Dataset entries
PR #4797, opened 2019-03-14
ConfigDialog: remove gray underline on text items

poire-z:
Fix small issue in #4789 gray refactoring. See https://github.com/koreader/koreader/pull/4789#issuecomment-473034847


poire-z:
Hold on, finding a fix for https://github.com/koreader/koreader/pull/4789#issuecomment-473056137.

The task
In the answer, every line above should be retyped exactly.

Output below
PR #4797, opened 2019-03-14
ConfigDialog: remove gray underline on text items

poire-z:
Fix small issue in #4789 gray refactoring. See https://github.com/koreader/koreader/pull/4789#issuecomment-473034847


poire-z:
Hold on, finding a fix for https://github.com/koreader/koreader/pull/4789#issuecomment-473056137.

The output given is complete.